DESCRIPTION OF THE TASK => For every line in the records below that holds "deletion", make a copy.

┄┄┄┄┄┄

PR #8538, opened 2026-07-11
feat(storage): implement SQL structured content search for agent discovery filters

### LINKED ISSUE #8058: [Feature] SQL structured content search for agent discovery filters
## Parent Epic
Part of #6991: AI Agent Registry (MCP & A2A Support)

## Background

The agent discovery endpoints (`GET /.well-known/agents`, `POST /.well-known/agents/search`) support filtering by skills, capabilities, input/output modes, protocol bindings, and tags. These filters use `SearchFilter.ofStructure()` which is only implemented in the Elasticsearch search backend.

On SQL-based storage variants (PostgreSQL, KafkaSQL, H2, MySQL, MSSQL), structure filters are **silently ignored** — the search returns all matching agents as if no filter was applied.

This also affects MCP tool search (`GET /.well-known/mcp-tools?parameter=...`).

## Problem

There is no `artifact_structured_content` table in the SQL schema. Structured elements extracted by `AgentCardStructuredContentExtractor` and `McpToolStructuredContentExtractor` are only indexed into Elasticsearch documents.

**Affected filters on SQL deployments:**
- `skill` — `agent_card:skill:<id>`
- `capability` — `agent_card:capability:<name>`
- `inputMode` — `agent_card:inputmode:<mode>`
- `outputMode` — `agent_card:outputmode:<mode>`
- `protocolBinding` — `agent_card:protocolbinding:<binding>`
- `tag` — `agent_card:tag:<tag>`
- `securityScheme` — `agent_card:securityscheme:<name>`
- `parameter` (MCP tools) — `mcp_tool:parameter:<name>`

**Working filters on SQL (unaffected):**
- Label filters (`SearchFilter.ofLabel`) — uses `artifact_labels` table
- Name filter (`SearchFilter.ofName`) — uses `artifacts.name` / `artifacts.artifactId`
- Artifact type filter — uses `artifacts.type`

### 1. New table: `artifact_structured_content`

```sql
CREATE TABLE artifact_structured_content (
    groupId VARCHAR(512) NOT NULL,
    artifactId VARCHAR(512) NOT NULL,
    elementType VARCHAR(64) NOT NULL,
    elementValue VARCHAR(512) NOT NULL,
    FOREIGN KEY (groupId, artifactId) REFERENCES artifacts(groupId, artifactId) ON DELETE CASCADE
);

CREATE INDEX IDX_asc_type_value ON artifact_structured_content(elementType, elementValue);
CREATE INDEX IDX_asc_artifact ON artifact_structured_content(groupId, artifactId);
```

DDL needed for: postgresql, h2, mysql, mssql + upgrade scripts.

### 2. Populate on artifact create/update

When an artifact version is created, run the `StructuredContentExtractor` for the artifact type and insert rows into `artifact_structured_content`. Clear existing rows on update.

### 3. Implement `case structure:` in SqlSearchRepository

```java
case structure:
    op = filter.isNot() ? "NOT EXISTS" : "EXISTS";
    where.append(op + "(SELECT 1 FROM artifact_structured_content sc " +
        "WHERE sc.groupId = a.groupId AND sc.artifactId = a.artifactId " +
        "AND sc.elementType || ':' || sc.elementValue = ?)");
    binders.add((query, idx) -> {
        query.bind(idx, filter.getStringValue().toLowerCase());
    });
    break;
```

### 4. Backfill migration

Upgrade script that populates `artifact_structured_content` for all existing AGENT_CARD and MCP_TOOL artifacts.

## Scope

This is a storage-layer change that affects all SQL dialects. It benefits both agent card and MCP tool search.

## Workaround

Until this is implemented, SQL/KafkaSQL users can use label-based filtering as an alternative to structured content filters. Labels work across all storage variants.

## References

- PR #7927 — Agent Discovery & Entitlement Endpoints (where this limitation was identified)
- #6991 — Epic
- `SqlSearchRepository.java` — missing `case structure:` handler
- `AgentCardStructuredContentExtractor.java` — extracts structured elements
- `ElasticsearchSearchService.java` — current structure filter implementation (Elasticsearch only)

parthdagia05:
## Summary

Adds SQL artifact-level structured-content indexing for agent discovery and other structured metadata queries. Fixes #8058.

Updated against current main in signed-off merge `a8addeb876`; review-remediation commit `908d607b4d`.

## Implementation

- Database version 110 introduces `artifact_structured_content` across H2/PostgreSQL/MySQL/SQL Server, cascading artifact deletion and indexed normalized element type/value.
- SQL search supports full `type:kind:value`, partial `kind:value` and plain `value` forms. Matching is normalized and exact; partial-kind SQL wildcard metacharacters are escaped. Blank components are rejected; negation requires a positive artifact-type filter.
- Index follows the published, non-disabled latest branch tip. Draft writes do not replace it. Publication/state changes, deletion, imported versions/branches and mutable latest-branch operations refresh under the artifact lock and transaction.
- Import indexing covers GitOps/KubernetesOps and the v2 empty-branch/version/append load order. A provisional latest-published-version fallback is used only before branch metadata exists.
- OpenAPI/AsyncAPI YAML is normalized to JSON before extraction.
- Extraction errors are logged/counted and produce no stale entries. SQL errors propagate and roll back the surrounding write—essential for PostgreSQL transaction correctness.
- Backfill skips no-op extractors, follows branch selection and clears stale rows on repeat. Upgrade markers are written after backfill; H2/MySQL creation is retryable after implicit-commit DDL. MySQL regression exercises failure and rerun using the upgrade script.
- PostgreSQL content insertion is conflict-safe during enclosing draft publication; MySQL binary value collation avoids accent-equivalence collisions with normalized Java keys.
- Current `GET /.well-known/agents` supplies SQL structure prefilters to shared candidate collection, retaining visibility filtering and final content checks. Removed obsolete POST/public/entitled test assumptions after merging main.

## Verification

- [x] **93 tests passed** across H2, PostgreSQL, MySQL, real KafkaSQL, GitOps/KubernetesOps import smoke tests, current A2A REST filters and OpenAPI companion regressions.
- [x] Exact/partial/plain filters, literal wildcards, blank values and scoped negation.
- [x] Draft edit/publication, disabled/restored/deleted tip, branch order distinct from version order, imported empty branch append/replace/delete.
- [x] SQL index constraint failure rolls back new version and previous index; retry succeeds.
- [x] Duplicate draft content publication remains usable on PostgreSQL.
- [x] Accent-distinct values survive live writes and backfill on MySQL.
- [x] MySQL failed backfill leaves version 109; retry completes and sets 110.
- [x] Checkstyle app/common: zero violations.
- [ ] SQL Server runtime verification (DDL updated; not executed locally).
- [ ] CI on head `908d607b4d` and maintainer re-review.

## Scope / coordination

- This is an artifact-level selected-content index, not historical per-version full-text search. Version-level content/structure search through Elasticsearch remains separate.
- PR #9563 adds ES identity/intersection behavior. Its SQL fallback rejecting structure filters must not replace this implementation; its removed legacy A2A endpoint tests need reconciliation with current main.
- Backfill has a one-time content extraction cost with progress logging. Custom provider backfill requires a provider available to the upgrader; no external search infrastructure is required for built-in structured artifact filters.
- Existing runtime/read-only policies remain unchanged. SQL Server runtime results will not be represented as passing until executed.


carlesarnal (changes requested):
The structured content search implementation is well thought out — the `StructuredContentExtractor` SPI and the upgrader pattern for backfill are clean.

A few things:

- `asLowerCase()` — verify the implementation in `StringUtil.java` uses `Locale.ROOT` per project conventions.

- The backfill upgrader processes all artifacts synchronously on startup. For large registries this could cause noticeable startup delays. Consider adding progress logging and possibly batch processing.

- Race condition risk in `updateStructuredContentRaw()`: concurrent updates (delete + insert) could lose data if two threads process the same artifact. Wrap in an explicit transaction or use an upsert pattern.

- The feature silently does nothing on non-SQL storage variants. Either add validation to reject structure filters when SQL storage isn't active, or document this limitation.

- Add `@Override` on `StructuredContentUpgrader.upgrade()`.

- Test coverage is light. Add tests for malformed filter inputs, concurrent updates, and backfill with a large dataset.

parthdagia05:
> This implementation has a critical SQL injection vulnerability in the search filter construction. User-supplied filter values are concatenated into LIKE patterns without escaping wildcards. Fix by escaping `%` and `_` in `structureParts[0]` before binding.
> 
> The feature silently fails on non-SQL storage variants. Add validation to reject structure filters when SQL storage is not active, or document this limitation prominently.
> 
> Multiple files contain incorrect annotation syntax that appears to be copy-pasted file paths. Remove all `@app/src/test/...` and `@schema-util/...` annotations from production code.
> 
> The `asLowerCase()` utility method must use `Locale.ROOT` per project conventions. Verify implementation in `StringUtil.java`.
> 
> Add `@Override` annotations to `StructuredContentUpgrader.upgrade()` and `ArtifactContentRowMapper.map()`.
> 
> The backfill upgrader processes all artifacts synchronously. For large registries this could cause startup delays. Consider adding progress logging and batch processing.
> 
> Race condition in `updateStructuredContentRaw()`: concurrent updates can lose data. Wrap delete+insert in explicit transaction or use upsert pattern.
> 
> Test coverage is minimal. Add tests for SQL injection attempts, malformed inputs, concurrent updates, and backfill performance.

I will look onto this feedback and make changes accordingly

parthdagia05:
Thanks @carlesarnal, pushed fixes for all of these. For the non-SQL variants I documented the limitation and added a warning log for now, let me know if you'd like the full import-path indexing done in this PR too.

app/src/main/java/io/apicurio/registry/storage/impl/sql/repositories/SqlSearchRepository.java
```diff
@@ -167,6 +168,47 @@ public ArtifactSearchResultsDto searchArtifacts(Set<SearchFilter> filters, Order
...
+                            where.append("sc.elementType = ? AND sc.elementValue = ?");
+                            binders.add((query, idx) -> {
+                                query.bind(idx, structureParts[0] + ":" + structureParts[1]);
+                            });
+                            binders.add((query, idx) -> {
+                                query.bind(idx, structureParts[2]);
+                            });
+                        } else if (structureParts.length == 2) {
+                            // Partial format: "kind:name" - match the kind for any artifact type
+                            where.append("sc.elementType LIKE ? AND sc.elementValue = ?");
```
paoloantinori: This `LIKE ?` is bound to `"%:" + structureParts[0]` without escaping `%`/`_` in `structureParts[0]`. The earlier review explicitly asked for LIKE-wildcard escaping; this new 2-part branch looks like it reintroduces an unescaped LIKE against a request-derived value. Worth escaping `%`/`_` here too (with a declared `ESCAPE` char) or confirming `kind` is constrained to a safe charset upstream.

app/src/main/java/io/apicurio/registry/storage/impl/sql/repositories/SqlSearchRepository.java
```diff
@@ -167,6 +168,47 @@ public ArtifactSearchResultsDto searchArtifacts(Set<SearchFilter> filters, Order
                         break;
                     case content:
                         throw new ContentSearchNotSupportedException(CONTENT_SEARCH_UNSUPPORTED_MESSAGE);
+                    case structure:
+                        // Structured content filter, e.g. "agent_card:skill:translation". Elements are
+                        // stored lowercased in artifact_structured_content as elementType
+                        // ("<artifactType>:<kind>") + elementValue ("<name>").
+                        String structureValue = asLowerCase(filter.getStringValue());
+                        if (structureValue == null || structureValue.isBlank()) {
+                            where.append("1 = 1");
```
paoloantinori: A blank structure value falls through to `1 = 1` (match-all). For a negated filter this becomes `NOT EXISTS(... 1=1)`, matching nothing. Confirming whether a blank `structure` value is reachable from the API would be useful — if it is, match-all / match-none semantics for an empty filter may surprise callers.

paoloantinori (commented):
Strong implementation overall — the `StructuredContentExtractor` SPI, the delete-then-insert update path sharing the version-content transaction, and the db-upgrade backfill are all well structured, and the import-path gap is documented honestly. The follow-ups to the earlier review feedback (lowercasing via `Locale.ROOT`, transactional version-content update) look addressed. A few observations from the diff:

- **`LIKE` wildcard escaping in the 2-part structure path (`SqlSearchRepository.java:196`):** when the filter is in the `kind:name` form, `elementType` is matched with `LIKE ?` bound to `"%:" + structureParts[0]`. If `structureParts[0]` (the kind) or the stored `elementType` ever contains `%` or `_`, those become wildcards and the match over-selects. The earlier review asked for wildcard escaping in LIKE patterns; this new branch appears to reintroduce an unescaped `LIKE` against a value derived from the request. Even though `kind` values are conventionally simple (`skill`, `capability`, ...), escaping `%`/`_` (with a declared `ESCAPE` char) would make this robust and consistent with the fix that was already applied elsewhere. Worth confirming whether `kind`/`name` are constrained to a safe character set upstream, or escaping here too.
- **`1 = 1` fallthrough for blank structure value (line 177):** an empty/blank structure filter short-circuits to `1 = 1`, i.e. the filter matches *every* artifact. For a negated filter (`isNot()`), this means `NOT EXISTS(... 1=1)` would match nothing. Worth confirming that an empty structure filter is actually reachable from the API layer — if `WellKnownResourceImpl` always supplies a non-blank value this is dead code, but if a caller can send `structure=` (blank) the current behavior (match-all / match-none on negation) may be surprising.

┄┄┄┄┄┄

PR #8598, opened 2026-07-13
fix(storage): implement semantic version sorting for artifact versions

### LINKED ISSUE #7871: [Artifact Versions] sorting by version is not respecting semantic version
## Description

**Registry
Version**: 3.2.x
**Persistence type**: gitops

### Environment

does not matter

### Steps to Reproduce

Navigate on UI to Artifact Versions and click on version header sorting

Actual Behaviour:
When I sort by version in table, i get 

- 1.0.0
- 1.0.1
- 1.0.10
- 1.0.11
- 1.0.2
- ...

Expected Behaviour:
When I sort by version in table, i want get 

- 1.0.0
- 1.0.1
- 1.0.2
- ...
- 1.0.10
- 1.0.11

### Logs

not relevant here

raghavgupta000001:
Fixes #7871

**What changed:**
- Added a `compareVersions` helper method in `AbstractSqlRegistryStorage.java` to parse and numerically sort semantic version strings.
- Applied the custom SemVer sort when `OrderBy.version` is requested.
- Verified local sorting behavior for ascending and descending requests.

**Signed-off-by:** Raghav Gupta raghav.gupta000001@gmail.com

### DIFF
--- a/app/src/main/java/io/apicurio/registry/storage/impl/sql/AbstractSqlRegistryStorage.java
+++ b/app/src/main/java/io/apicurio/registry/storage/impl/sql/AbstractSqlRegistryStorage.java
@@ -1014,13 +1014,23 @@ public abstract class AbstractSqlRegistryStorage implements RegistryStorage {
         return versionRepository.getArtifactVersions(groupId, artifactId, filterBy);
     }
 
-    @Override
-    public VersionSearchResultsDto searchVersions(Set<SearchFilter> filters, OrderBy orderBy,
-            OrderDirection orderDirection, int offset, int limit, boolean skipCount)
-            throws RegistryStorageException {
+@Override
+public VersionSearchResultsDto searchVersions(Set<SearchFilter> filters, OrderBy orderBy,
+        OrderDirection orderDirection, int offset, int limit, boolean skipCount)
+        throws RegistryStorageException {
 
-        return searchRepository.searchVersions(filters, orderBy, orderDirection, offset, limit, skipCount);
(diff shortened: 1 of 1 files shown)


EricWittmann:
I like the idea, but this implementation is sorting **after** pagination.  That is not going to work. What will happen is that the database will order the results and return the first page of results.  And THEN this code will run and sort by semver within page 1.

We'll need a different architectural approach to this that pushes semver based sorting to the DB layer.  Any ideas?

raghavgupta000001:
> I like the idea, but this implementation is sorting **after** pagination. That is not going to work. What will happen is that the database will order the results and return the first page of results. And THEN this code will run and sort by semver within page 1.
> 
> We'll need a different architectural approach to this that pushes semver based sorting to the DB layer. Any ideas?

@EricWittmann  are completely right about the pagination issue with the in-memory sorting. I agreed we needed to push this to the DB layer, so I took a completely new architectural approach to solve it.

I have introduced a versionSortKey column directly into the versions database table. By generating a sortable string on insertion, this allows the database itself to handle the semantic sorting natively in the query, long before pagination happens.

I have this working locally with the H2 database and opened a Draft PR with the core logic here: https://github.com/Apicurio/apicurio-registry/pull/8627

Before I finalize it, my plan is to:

┄┄┄┄┄┄

ANSWER TO THIS EXERCISE =>
- Database version 110 introduces `artifact_structured_content` across H2/PostgreSQL/MySQL/SQL Server, cascading artifact deletion and indexed normalized element type/value.
- Index follows the published, non-disabled latest branch tip. Draft writes do not replace it. Publication/state changes, deletion, imported versions/branches and mutable latest-branch operations refresh under the artifact lock and transaction.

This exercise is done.